As for how curses work, Swancutt reports that the Buryat imagine the words “like projectiles hitting a
target—they immediately strike their victims (kharaal khünd shuud taarana) and are thrown, flung, or
hurled down (khayana) upon people. Because curses are designed to strike with the most heavy (khünd)
ramifications, they are the most secretive (nuutstai) type of speech or thought” (130). Like any missile,
curse words can also be deflected (which is one reason why shamans wear mirrors) and reversed, sent
hurtling back at their source.
However, not all hurtful words are actual curses or even shamanic in origin. More interesting, and more
subtle, is khel am (based on the Mongolian words khel for tongue and am for mouth) or “gossip.” Khel
am is not necessarily intended to do harm at all; in fact, gossip can be positive (or “white”) but no less
dangerous thereby. Khel am, she explains, “gains the full force of its potency through its increasing
omnipresence” (129) rather than its intent. Accordingly, cursing is a comparatively immediate-result
form of malice; like a rocket, curse words go straight to their target. Gossip, on the other hand, is a
delayed-effect threat, because it only builds strength over time as it circulates more and more widely by
word of mouth.
Whether khel am is black or white—malicious or innocent or even positive—it grows “from ordinary
gossip” (132):
White khel am arises when many people use words of praise (magtaal) to speak about a specific
person. Although the praise may be accurate, it has a negative effect on the person who is then
made into the topic of conversation when the praise is circulated widely. By contrast, black khel
am always is preceded by an argument (margaan) or some act in which one person genuinely
offends another. The offended party then speaks poorly about the person who angered him or
her. In circulating his or her story to others, the offended party produces what some people call
slander (muulasan üg) but which others call defamation (gutaasan khel), because its basis is
held to be true. As with white khel am, the circulation of black khel am harms the person who is
made into the topic of conversation. White and black khel am always cause fallen fortune and
general unhappiness, but they only trigger soul loss some of the time (132).

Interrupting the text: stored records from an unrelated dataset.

PR #1630, opened 2026-03-16
fix(provider): normalize anthropic model ids for API key path

### LINKED ISSUE #1624: fix(provider/anthropic): model ID dots not normalized to dashes in API-key and anthropic-messages paths
## Description

When configuring `anthropic/claude-sonnet-4.6` as the default model with an API key, the Anthropic API returns a 404 because the model name is sent with dots instead of dashes.

## Environment

- **Platform**: macOS (Darwin 25.3.0)
- **Config**: `model: "anthropic/claude-sonnet-4.6"` with API key auth

## Steps to Reproduce

1. Configure `config.json`:
```json
{
  "agents": {
    "defaults": {
      "model_name": "claude-sonnet-4.6",
      "model": "anthropic/claude-sonnet-4.6"
    }
  }
}
```
2. Run picoclaw with any prompt.

## Expected Behavior

The model ID `claude-sonnet-4.6` is normalized to `claude-sonnet-4-6` before being sent to the Anthropic API.

## Actual Behavior

```
ERR agent loop.go:1161 (agent.(*AgentLoop).runLLMIteration) > LLM call failed
error="API request failed:\n  Status: 404\n  Body: {\"error\":{\"code\":\"not_found_error\",
\"message\":\"model: claude-sonnet-4.6 was not found. Did you mean claude-sonnet-4-6?\",
\"type\":\"i..."
```

## Root Cause

The dot-to-dash normalization (`strings.ReplaceAll(model, ".", "-")`) only exists in the SDK-based Anthropic provider (`pkg/providers/anthropic/provider.go:214`), which is used for OAuth/token auth. Two other code paths lack it:

| Code path | Used when | Normalization |
|---|---|---|
| `pkg/providers/anthropic/provider.go` | OAuth/token auth | Yes |
| `pkg/providers/factory_provider.go` (anthropic case) | API key auth | **Missing** |
| `pkg/providers/anthropic_messages/provider.go` | anthropic-messages protocol | **Missing** |

## Relation to #269

Issue #269 reported a similar 404 symptom but with a different root cause (wrong provider type via the old config format). This bug affects the newer protocol-prefix config format where the provider selection is correct but the model name isn't normalized.

## Proposed Fix

Add `strings.ReplaceAll(modelID, ".", "-")` in:
1. `CreateProviderFromConfig` for the `"anthropic"` case
2. `anthropic_messages.buildRequestBody`

Alix-007:
## Summary
- normalize Anthropic model IDs on the OpenAI-compatible API-key path
- convert dotted Claude aliases like `claude-sonnet-4.6` to the dash form Anthropic expects
- add regression coverage for both normalization and the outbound request body

## Testing
- `go test ./pkg/providers/openai_compat -run TestNormalizeModel_UsesAPIBase -count=1`
- `go test ./pkg/providers/openai_compat -run TestProviderChat_NormalizesAnthropicModelForAnthropicAPIBase -count=1`
- `go test ./pkg/providers -run TestCreateProviderFromConfig_Anthropic -count=1`

Closes #1624.

### DIFF
--- a/pkg/providers/openai_compat/provider_test.go
+++ b/pkg/providers/openai_compat/provider_test.go
@@ -511,13 +511,15 @@ func TestProviderChat_AcceptsNumericOptionTypes(t *testing.T) {
 }
 
 func TestNormalizeModel_UsesAPIBase(t *testing.T) {
+	const anthropicAPIBase = "https://api.anthropic.com/v1"
+
 	if got := normalizeModel("deepseek/deepseek-chat", "https://api.deepseek.com/v1"); got != "deepseek-chat" {
 		t.Fatalf("normalizeModel(deepseek) = %q, want %q", got, "deepseek-chat")
 	}
-	if got := normalizeModel("claude-sonnet-4.6", "https://api.anthropic.com/v1"); got != "claude-sonnet-4-6" {
+	if got := normalizeModel("claude-sonnet-4.6", anthropicAPIBase); got != "claude-sonnet-4-6" {
 		t.Fatalf("normalizeModel(anthropic plain) = %q, want %q", got, "claude-sonnet-4-6")
 	}
-	if got := normalizeModel("anthropic/claude-sonnet-4.6", "https://api.anthropic.com/v1"); got != "claude-sonnet-4-6" {
+	if got := normalizeModel("anthropic/claude-sonnet-4.6", anthropicAPIBase); got != "claude-sonnet-4-6" {
 		t.Fatalf("normalizeModel(anthropic prefixed) = %q, want %q", got, "claude-sonnet-4-6")
 	}
 	if got := normalizeModel("openrouter/auto", "https://openrouter.ai/api/v1"); got != "openrouter/auto" {


Alix-007:
Addressed the current red CI item on this PR. This update only reshapes the new Anthropic normalization coverage so golines/gofmt stay clean; the provider logic and assertions are unchanged. Local verification: go test ./pkg/providers/openai_compat -run TestNormalizeModel_UsesAPIBase -count=1 and go test ./pkg/providers/openai_compat -run TestProviderChat_NormalizesAnthropicModelForAnthropicAPIBase -count=1.

pavelanni:
Hi @Alix-007, thanks for looking into this! Just a heads-up — I opened the issue (#1624) and already have a fix in #1626 that addresses the same bug.

The two PRs take different approaches:

- **#1626** normalizes the model ID in `factory_provider.go` (the `"anthropic"` case) and in `anthropic_messages/provider.go`, where the protocol is already known.
- **#1630** adds normalization inside `openai_compat/provider.go` by detecting `api.anthropic.com` in the API base URL.

A couple of concerns with the URL-sniffing approach:
1. It won't cover custom proxies or alternative Anthropic-compatible endpoints that don't contain `api.anthropic.com` in the URL.
2. It doesn't fix the `anthropic-messages` provider path, which has the same issue.

Happy to discuss if the maintainers prefer a different direction.

Alix-007:
Closing this in favor of #1626. That branch comes from the issue author, covers both the anthropic API-key path and the anthropic-messages path, and avoids URL sniffing on api_base. I’d rather reduce reviewer load here than keep two overlapping fixes open.

Issue #1634, opened 2026-03-16
bug: per-agent model config selects model string but not provider — all agents share a single provider instance


securityguy:
## Description

When multiple agents are configured in `agents.list`, each with a different `model.primary`, the model string is correctly routed per-agent but the **provider instance is shared across all agents** and is determined solely by `agents.defaults.model_name`. This means the per-agent `model.primary` setting only changes the model string passed to `Chat()` — it has no effect on which provider binary is invoked.

## Root Cause

In `cmd/picoclaw/internal/gateway/helpers.go`, a single provider is created from the default config:

```go
provider, modelID, err := providers.CreateProvider(cfg)  // uses agents.defaults.model_name
agentLoop := agent.NewAgentLoop(cfg, msgBus, provider)
```

`NewAgentLoop` → `NewAgentRegistry` passes this **same provider instance** to every agent. The fallback chain in `loop.go` calls:

```go
func(ctx context.Context, provider, model string) (*providers.LLMResponse, error) {
    return agent.Provider.Chat(ctx, messages, providerToolDefs, model, llmOpts)
}
```

The `provider` parameter (the protocol string from `FallbackCandidate.Provider`) is passed in but **ignored** — `agent.Provider` is always the single shared instance.

## Impact

Consider this config:

```json
"agents": {
    "defaults": { "model_name": "claude-cli" },
    "list": [
        { "id": "alice", "model": { "primary": "gemini-cli" } },
        { "id": "bob",   "model": { "primary": "codex-cli"  } }
    ]
}
```

- The shared provider is `ClaudeCliProvider` (from defaults)
- Alice's `"primary": "gemini-cli"` causes `ClaudeCliProvider.Chat(model="gemini-cli")` to be called, which passes `--model gemini-cli` to the `claude` binary — rejected with `ModelNotFoundError`
- Bob's `"primary": "codex-cli"` causes `ClaudeCliProvider.Chat(model="codex-cli")` — same failure

This makes it impossible to assign different CLI providers to different agents in a single picoclaw instance. HTTP-based providers (OpenAI, Anthropic, etc.) are less affected because the model string is passed through the API request, but cross-provider fallback chains (e.g. `claude-cli` falling back to `gemini-cli`) also do not work correctly.

## Expected Behaviour

[...]

PR #1637, opened 2026-03-16
fix(agent): dispatch per-candidate provider in fallback chain

securityguy:
## Summary

- All agents previously shared a single `LLMProvider` instance created from `agents.defaults.model_name`
- Per-agent `model` config only changed the model string passed to `Chat()` — it never changed which provider was invoked
- Cross-provider fallback chains (e.g. `gemini-cli` falling back to `claude-cli`) failed silently, and different CLI providers could not be assigned to different agents

## Solution

Introduces `ProviderDispatcher` which lazily creates and caches provider instances keyed by `"protocol/modelID"`:

- Thread-safe (sync.RWMutex), double-checked locking pattern
- Providers are stateless so caching is safe across agents with no data leakage
- `Flush(cfg)` method clears the cache on config reload
- The fallback chain's `run` closure resolves the correct provider via the dispatcher, falling back to `agent.Provider` for backward compatibility

References #1634 (keeping issue open for tracking)

## Test plan

- [ ] `go test ./pkg/providers/... -run TestProviderDispatcher -race` — 5 tests, all pass including race detector
- [ ] `go test ./pkg/agent/...` — existing agent loop tests pass with updated `NewAgentLoop` signature
- [ ] `go build ./...` — compiles cleanly

### DIFF
--- a/cmd/picoclaw/internal/agent/helpers.go
+++ b/cmd/picoclaw/internal/agent/helpers.go
@@ -47,9 +47,10 @@ func agentCmd(message, sessionKey, model string, debug bool) error {
 		cfg.Agents.Defaults.ModelName = modelID
 	}
 
+	dispatcher := providers.NewProviderDispatcher(cfg)
 	msgBus := bus.NewMessageBus()
 	defer msgBus.Close()
-	agentLoop := agent.NewAgentLoop(cfg, msgBus, provider)
+	agentLoop := agent.NewAgentLoop(cfg, msgBus, provider, dispatcher)
 	defer agentLoop.Close()
 
 	// Print agent startup info (only for interactive mode)
--- a/cmd/picoclaw/internal/gateway/helpers.go
+++ b/cmd/picoclaw/internal/gateway/helpers.go
@@ -81,8 +81,9 @@ func gatewayCmd(debug bool) error {
 		cfg.Agents.Defaults.ModelName = modelID
 	}
 
+	dispatcher := providers.NewProviderDispatcher(cfg)
 	msgBus := bus.NewMessageBus()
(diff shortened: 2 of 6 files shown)


yinwm (commented):
Thanks for the thorough implementation — the tests and thread-safety considerations are appreciated. However, after comparing this with #2143, I believe #2143 is the better fit for this project. Here's my reasoning:

**Why #2143 over this PR:**

1. **YAGNI** — #2143 solves the same bug in 43 lines vs 286 lines. The `ProviderDispatcher` with double-check locking, lazy creation, and `Flush()` is over-engineered for a map that's written once at init and read-only thereafter. No locks are needed.

2. **Correct lifecycle** — `CandidateProviders` lives on `AgentInstance` (per-agent config), while `ProviderDispatcher` lives on `AgentLoop` (shared across agents). Provider configuration follows the agent, not the loop. Multiple agents with different fallback chains need independent provider maps.

3. **Lower API surface impact** — #2143 doesn't change `NewAgentLoop`'s signature or touch 6 call sites. This PR changes the public API and requires updating every caller + test.

4. **No global state** — `ProviderDispatcher` is a global cache that needs explicit `Flush()` on config reload. #2143's map is created during `NewAgentInstance` and naturally discarded when the agent is recreated on reload.

**What I'd like to salvage from this PR if possible:**
- The unit tests are well-structured — it would be great if @corevibe555 could add similar tests to #2143
- The `Flush()` concept is worth documenting as a pattern for when lazy initialization is actually needed in the future

I'm going to close this PR in favor of #2143. Thank you for the contribution and the careful implementation — the quality of work here is clearly strong.

PR #1642, opened 2026-03-16
新增asr和tts功能

kkroid:
独立子模块 `cmd/picoclaw-voice`，实现完整端到端语音对话链路

- 协议层参考 xiaozhi 私有 WebSocket 协议设计，未绑定具体硬件。
- 流式ASR: 豆包 / FunASR 本地离线版本
- 流式TTS: 豆包 / Fish Speech 本地离线版本


lxowalle:
Nice, we've also recently discussed integrating ASR+TTS functionality internally. I think there are still some TODO to improve:
1. Need to finalize the configuration file to allow users to customize their own ASR and TTS models. For example, setting which TTS model to use, how to configure the KEY, how to enable it, etc.
2. Need to determine how to handle non-streaming scenarios, such as when an audio file is sent through the channel
3. Integrate ASR+TTS into the gateway

kkroid:
> Nice, we've also recently discussed integrating ASR+TTS functionality internally. I think there are still some TODO to improve:
> 
> 1. Need to finalize the configuration file to allow users to customize their own ASR and TTS models. For example, setting which TTS model to use, how to configure the KEY, how to enable it, etc.
> 2. Need to determine how to handle non-streaming scenarios, such as when an audio file is sent through the channel
> 3. Integrate ASR+TTS into the gateway

Thanks for your feedback
1. Config — Currently using env vars + .env file. Happy to align with whatever config format the team prefers (e.g. extending config.json/config.yaml).
2. Non-streaming — Will look into supporting audio file input via channels as a follow-up.
3. Gateway integration — Currently this PR keeps it as a standalone module. I agree that integrating them into the main gateway is a good idea.

opcache:
666 ，支持，做了我想做的，牛啊

lxowalle:
https://github.com/sipeed/picoclaw/issues/1648 has a more detailed proposal.

Issue #1652, opened 2026-03-16
[BUG] GLM Coding Plan is not support PicoClaw


xpader:
GLM Coding Plan is not support PicoClaw,  config glm coding will consuming balance or get error soon:
```
  Status: 429
  Body:   {"error":{"code":"1113","message":"余额不足或无可用资源包,请充值。"}}
```

My Config:
```
...
  "agents": {
    "defaults": {
      "workspace": "/home/***/.picoclaw/workspace",
      "restrict_to_workspace": true,
      "allow_read_outside_workspace": false,
      "provider": "",
      "model": "glm-4.7",
      "max_tokens": 32768,
      "max_tool_iterations": 50,
      "summarize_message_threshold": 20,
      "summarize_token_percent": 75
    }
  },
...
"model_list": [
    {
      "model_name": "glm-4.7",
      "model": "zhipu/glm-4.7",
      "api_base": "https://open.bigmodel.cn/api/paas/v4",
      "api_key": "***"
    },
...
```

xpader:
Only supported these tools and OpenClaw:

<img width="1877" height="445" alt="Image" src="https://github.com/user-attachments/assets/0a114609-f5bc-41cb-839c-5d3132d4fab1" />

hyperwd:
Hi @xpader,

Thanks for reporting this issue!

## Analysis

The problem is likely related to the API endpoint you're using. Your current configuration uses the **OpenAI-compatible endpoint**:

```json
"api_base": "https://open.bigmodel.cn/api/paas/v4"
```

This endpoint may consume your **balance quota** instead of the **Coding Plan** quota, which could explain the "insufficient balance" error (429) you're encountering.

## Solution

To use the **GLM Coding Plan**, you likely need to use Zhipu AI's **Anthropic Messages API endpoint** with the Anthropic Messages protocol format.

**Good news**: I've just submitted PR #1663 to fix an issue with GLM's nil input handling for the anthropic-messages provider. Once this PR is merged and released, you can configure it like this:

```json
{
  "model_list": [
    {
      "model_name": "glm-4.7",
      "model": "anthropic-messages/glm-4.7",
      "api_base": "https://open.bigmodel.cn/api/anthropic",
      "api_key": "your_api_key_here"
    }
  ]
}
```

**Key changes:**
- Change `"model"` from `"zhipu/glm-4.7"` to `"anthropic-messages/glm-4.7"`
[...]

PR #1663, opened 2026-03-17
fix(providers): handle nil input in GLM series tool_use blocks

hyperwd:
## Problem

Zhipu AI's GLM series models may return tool_use blocks with null input field, which causes their API to reject subsequent requests with error:
`ClaudeContentBlockToolResult object has no attribute id`

## Solution

- Add defensive nil check for tool call Arguments field
- Replace nil input with empty object `{}` to comply with Anthropic spec
- Prevent API errors while maintaining backward compatibility with other providers

This is a follow-up fix to PR #1284.

### DIFF
--- a/pkg/providers/anthropic_messages/provider.go
+++ b/pkg/providers/anthropic_messages/provider.go
@@ -221,11 +221,17 @@ func buildRequestBody(
 
 			// Add tool_use blocks
 			for _, tc := range msg.ToolCalls {
+				// Handle nil Arguments (GLM-4 may return null input)
+				input := tc.Arguments
+				if input == nil {
+					input = map[string]any{}
+				}
+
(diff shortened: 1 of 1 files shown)


hyperwd:
## Related Issue

This PR also fixes #1652 - it resolves the nil input issue that was preventing users from using the **GLM Coding Plan** via the `anthropic-messages` provider.

Once this PR is merged, users can configure GLM to use the Coding Plan quota with:

```json
{
  "model_name": "glm-4.7",
  "model": "anthropic-messages/glm-4.7",
  "api_base": "https://open.bigmodel.cn/api/anthropic",
  "api_key": "your_api_key_here"
}
```

**Closes #1652**

afjcjsbx:
LGTM!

Finally, because khel am does not have immediate effects but depends on the gradual swelling of
gossipy talk, it is more difficult than cursing to counteract and to attribute to any individual culprit.
It may be a proverb in English that words cannot hurt you, but for the Buryat words are very powerful
weapons that can be wielded intentionally and unintentionally.
Reference
Swancutt, Katherine. 2012. Fortune and the Cursed: The Sliding Scale of Time in Mongolian Divination.
New York and Oxford: Berghahn Books.